FIG. 8B shows the display panel 620 in a state for setting the
sheet size of the manual feeding tray 153.
This screen is displayed when a sheet is set on the manual feeding
tray 153.
In this displayed screen, the size is set by depressing a keypad of
the size corresponding to the size of the sheet set on the manual
feeding tray 153.
If the size of the sheet on the manual feeding tray is free size, a
free size keypad 801 is depressed to designate the free size in
this screen.
This screen can also be used for designating the material of the
sheet on the manual feeding tray. In case the sheet is an OHP
sheet, an OHP setting keypad 802 is depressed to achieve setting
therefor.
FIG. 8C shows the display panel 620 in a state after setting an A4
size in the display shown in FIG. 8B and closing the sheet setting
screen for the manual feeding tray shown in FIG. 8B.
Again referring to FIG. 6, keypads 628, 631 are provided for
setting the copying magnification of the copying operation. An
application mode setting keypad 626, upon depression, causes the
display panel to display an image for setting application function
modes such as a multi-copying mode, a reduction layout mode, a
cover sheet mode, a slip sheet mode etc. with setting keypads for
such modes as shown in FIG. 9A, thereby enabling setting of such
application modes. FIG. 9B shows a screen for setting a tab sheet
insertion mode, to be displayed upon depression of a tab sheet mode
keypad 901 in the image shown in FIG. 9A, and is used for setting
the kind of the tab sheets (number of tabs) to be used in the
execution of the tab sheet mode.
FIG. 9C shows a screen for setting the tab sheet inserting
positions. In case the number of the inserting positions set in
this image is not a multiple of the number of tabs set in the image
shown in FIG. 9B, surplus tab sheet or sheets are generated in the
sets of the tab sheets. In such case, such surplus tab sheet is
discharged, at the discharge of sheets of a copy, to a location
other than the discharging or stacking location for such print
job.
Again referring to FIG. 6, a two-sided operation setting keypad 624
is used for setting a "single to two-sided mode" for two-sided
output from single-sided originals, or a "two to two-sided mode"
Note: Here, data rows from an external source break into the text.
PR #245, opened 2026-08-07
Refactor TimeVaryingInputs0DExt

ph-kev:
While trying to add support for interpolation for multiple points/columns, I needed to extend on `TimeVaryingInputs0DExt` which was difficult to do given the current code. This PR refactors all of it using https://github.com/CliMA/ClimaAnalysis.jl/pull/418 as the basis for the refactor.

I used a LLM to write the code and I verified it.

### DIFF
--- a/ext/TimeVaryingInputs0DExt.jl
+++ b/ext/TimeVaryingInputs0DExt.jl
@@ -1,36 +1,30 @@
 module TimeVaryingInputs0DExt
 
-import ClimaCore
-import ClimaCore: ClimaComms
-import ClimaCore.Fields: Adapt
+import Dates: DateTime
 
-import ClimaUtilities.Utils:
-    searchsortednearest, linear_interpolation, wrap_time, isequispaced
+import ClimaUtilities.Utils: searchsortednearest, wrap_time, isequispaced
+import ClimaUtilities.TimeVaryingInputs
 import ClimaUtilities.TimeVaryingInputs:
-    AbstractInterpolationMethod, AbstractTimeVaryingInput
-import ClimaUtilities.TimeVaryingInputs:
+    AbstractInterpolationMethod,
+    AbstractTimeVaryingInput,
     NearestNeighbor,
     LinearInterpolation,
     LinearPeriodFillingInterpolation,
     Throw,
     Flat,
-    PeriodicCalendar
-import ClimaUtilities.TimeVaryingInputs: extrapolation_bc
-
-import ClimaUtilities.TimeVaryingInputs
-
+    PeriodicCalendar,
+    extrapolation_bc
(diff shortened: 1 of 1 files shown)


ext/TimeVaryingInputs0DExt.jl
```diff
@@ -54,33 +48,6 @@ struct InterpolatingTimeVaryingInput0D{
...
-
-    TimeVaryingInputs.evaluate!(scalar_dest, itp, time, itp.method)
-    fill!(destination, scalar_dest[])
-
-    return nothing
-end
-
 function TimeVaryingInputs.TimeVaryingInput(
     times::AbstractArray,
     vals::AbstractArray;
```
ph-kev, line 53: Do we know why `times` and `vals` can be `AbstractArray`? The only use case I can think of is if `times` and `vals` are `1 x N` matrices. I think it would be simpler if they are `AbstractVector`s.

ext/TimeVaryingInputs0DExt.jl
```diff
@@ -96,9 +63,37 @@ function TimeVaryingInputs.TimeVaryingInput(
...
+end
+
+"""
+    _validated_times(times, method)
+
+Check that `times` is sorted and compatible with `method`, promoting `ITime`s
+to a common epoch and period when needed and return the validated times.
+"""
+function _validated_times(times, method)
+    issorted(times, lt = <=) ||
```
imreddyTeja, line 95: Is this behavior change needed and intentional? If so, the other uses of `issorted` should be updated to match

ext/TimeVaryingInputs0DExt.jl
```diff
@@ -112,194 +107,202 @@ function TimeVaryingInputs.TimeVaryingInput(
...
+"""
+function Base.in(time, itp::InterpolatingTimeVaryingInput0D)
+    return itp.range[1] <= time <= itp.range[2]
 end
 
-function TimeVaryingInputs.evaluate!(
-    dest,
-    itp::InterpolatingTimeVaryingInput0D,
-    time,
-    ::NearestNeighbor,
```
imreddyTeja, line 171: nit: If these are considered public functions, then this is a breaking change.

Have you checked nothing downstream explicitally calls `evaluate!` with an interpolation method

imreddyTeja (approved):

ext/TimeVaryingInputs0DExt.jl
ph-kev: The behavior change is intentional since it doesn't match the docstring. Also, I would say that repeated times shouldn't happen in the first place.

I don't know what other use of `issorted` that you are talking about unless it is in a different file?

PR #135, opened 2022-09-20
OSD-13241 Add debug logs to output struct

mjlshen:
The output now looks something like this when using the `--debug` flag. It looks the same as before without the debug flag.
```
Summary:
printing out debug logs from the execution:
 -  Gathering description of instance type t3.micro from EC2
 -  Using configured timeout of 2s for each egress request
 -  base64-encoded generated userdata script:
---
${b64UserData}
---
 -  Using AMI: ami-09d6a8053437e16bf
 -  Waiting for EC2 instance i-0cbce467076c2637d to be running
 -  Describing state of EC2 instance i-0cbce467076c2637d
 -  Instance i-0cbce467076c2637d has no status yet
 -  Describing state of EC2 instance i-0cbce467076c2637d
 -  Scraping console output and waiting for user data script to complete...
 -  EC2 console consoleOutput contains data, but end of userdata script not seen, continuing to wait...
 -  EC2 console consoleOutput contains data, but end of userdata script not seen, continuing to wait...
 -  base64-encoded console logs:
---
${b64ConsoleLogs}
---
All tests pass!
Success
```

### DIFF
--- a/cmd/dns/cmd.go
+++ b/cmd/dns/cmd.go
@@ -67,7 +67,7 @@ func NewCmdValidateDns() *cobra.Command {
 			}
 
 			out := cli.VerifyDns(ctx, config.vpcID)
-			out.Summary()
+			out.Summary(config.debug)
 			if !out.IsSuccessful() {
 				logger.Error(ctx, "Failure!")
 				os.Exit(1)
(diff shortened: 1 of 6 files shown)


boranx (commented):
/lgtm
/approve

just a small note, it looked a bit more verbose after I run the new build against my subnet, so in the future, it'd be nice to have debug levels e.g --debug 1 --debug 2 or some other mechanisms
but the idea is to hide  `base64-encoded console logs` unless it's a very verbose mode

PR #139, opened 2022-09-22
Bugfix - correct name tag capitalization

mjlshen:
On-call ran into this issue: 
`fix for network verifier error: error performing ec2:CreateTags: For 'Name', use the capitalization specified by the tag policy.`

This is due to an AWS tag policy specified by the customer (https://docs.aws.amazon.com/organizations/latest/userguide/orgs_manage_policies_example-tag-policies.html), but we should use the correct capitalization anyway.

### DIFF
--- a/cmd/egress/cmd.go
+++ b/cmd/egress/cmd.go
@@ -16,7 +16,7 @@ import (
 )
 
 var (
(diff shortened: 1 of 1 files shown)


fahlmant (approved):
/approve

for two-sided output from a two-sided original, or a "two to
single-sided mode" for two single-sided outputs from a two-sided
original. A discharge process setting keypad 625 is, upon
depression, to set the operation mode of the discharge process unit
190 (cf. FIG. 1) or to set the sorting mode of the output sheets
utilizing the image memory.
Each keypad in the display panel is displayed in the ordinary state
or by broken lines (half-tone dot meshing) to indicate that such
keypad is in a disabled state.
In the example shown in FIG. 6, the upper part of the display panel
620 displays the set content of the copying operation and the
current operation state thereof. The upper left part of the image
indicates the function modes, to be explained later, to which the
current image belongs. The example shown in FIG. 6 displays a
setting image for the copy job A. In the example shown in FIG. 6,
the displays are given in characters, but they may also be given by
symbols. The lower part of the display panel 620 displays the
function state of other function modes, to be explained later,
within the extent of a line display. The example shown in FIG. 6
indicates that a copy job B is in the course of the output
operation to the printer portion. In the display panel 620, at the
side of the application mode keypad 626, there is provided a space
for the keypads that can be changed by the user, and the user can
register two keypads at maximum for the functions that can be set
in the application mode setting screen. Such display of the
application mode setting keypad in the illustrated position
facilitates the execution of thus registered mode.
A proof print mode keypad 632 is used, in case a sorting mode is
set by the discharge process setting keypad 632, for setting a
proof print mode in which, in case of output of plural copies, the
printing operation is interrupted after the output of a copy for
causing the user to confirm the finished state, and the printing
operation is continued if the finished state is satisfactory but is
cancelled if the finished state is unsatisfactory. The default
value of the discharge tray for each job type is set by the user
setting keypad 618, but a discharge tray keypad 633 allows to
individually set the discharge tray for each job, in an image
displayed in response to the depression of the discharge tray
keypad 633.
In FIG. 6, numerals 601 to 612 indicate keypads and LED's for
switching the display of the operating portion for setting the
functions of the copying and system operations utilizing the image
forming apparatus 99. Keypads 601, 604, 607, 610, used for
switching the functions, are composed of semi-transparent keypad
buttons provided therein with indicator lamps (not shown) composed
of for example of LED's. When an operating image is selected by the
depression of the keypad 601, 604, 607 or 610, the lamp in the
button is turned on. Among the lamps in these keypads, only the
lamp in the keypad corresponding to the selected operating image is
turned on while other lamps are turned off.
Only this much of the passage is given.